Корделия не сводила с меня глаз.
— Ты способна сохранять душевное равновесие даже на эшафоте, Хэрриет.
— Да, наверное. Так оно и должно быть… Но ведь в нашей стране давно уже отменили казнь через повешение.
— Да ну? Не может быть! Я видела фильм, в котором героя должны были повесить! Да, точно, его должны были повесить, а священник просил его, чтобы он показал людям, как боится смерти, тогда бы они задумались над своими грехами и обратились к праведной жизни. И это было так ужасно, когда он начал плакать и просить о пощаде… Я не хочу умирать. Это просто кошмар, но ведь мы так и не узнали, вправду ли он боялся или только притворялся.
— Это только фильм, — отозвалась я, плохо слыша свой голос, словно уши у меня были заложены ватой. — Виселица запрещена законом.
— Законом? Фи! — раздался рядом голос мамы. Мы глядели на нее в полной растерянности. Она стояла на лестнице, одетая во все черное. — «Вы сами некогда прочтете тот закон, что горечью прописан в книге всех проклятий».
— «Король Лир», — отозвалась Корделия.
— «Отелло», — произнесла я почти одновременно с сестрой.
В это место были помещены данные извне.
PR #960, opened 2022-04-13
workflows: Split npm-update to PF and non PF tasks

marusak:
Run PF update every Monday and anything else try to update on Tue, Thu and Sat.


martinpitt (approved):
Dakujem!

Мы давно уже привыкли к тому, что наши родители постоянно цитировали Шекспира, все пьесы и трагедии которого знали наизусть. Само собой разумеется, мы должны были тут же угадать название произведения. Из протеста против этой родительской тирании мы придумали свой способ защиты: каждый из нас взялся хорошо изучить ту пьесу, из которой взято его имя, так что вскоре мы все могли сразу же откликнуться на вызов, брошенный нам отцом или матерью. Но чаще случалось так, что родители, увлекшись монологом, не обращали внимания на наши ответы, даже если они были ошибочны. Абсолютным победителем обычно являлся Брон, давно принявший решение стать актером, остальные победы доставались Офелии, поскольку «Гамлет» в доме звучал постоянно.
Я спросила:
— Кто-нибудь мне объяснит, что случилось? Я не могу поверить, что папа арестован!
Мама посмотрела на меня с бесконечной скорбью:
— «Они мне говорили, что сова была на самом деле дочкой пекаря…»
Сцена с безумной Офелией — я имею в виду шекспировскую Офелию, а не мою сестру — была любимым маминым эпизодом в пьесе. Она читала этот монолог медленно, нараспев, с теми же модуляциями в голосе, с которыми к нам обращалась сестра Паулина — бывшая наша гувернантка, страдавшая какой-то болезненной чувствительностью и сентиментальностью. Мне показалось, что я сейчас сойду с ума, если в конце концов мне не объяснят, в чем дело. А поскольку мама, завершив второй монолог, торжественно повернулась и удалилась в столовую, то я ринулась к комнате старшей сестры и, уже не смущаясь, забарабанила в дверь кулаками:
— Офелия!..
Ответа не было. Я подергала ручку, но дверь была заперта на ключ. Заглянув в замочную скважину, я увидела Офелию, лежащую на постели, ее волосы были рассыпаны по подушке. Глаз она не открывала. На фоне бледно-лиловых штор, задернутых на окнах, она выглядела очень красиво. Покрывало на постели было нежного желтоватого оттенка, а ковер, наоборот, расцвечен экзотическими цветами и узорами. Около ее кровати в вазе стоял букет светло-желтых роз, наверняка подаренных Креспеном.
Я снова дернула ручку:
— Офелия! Ответь мне! Я должна знать, что произошло. Мама ничего не говорит.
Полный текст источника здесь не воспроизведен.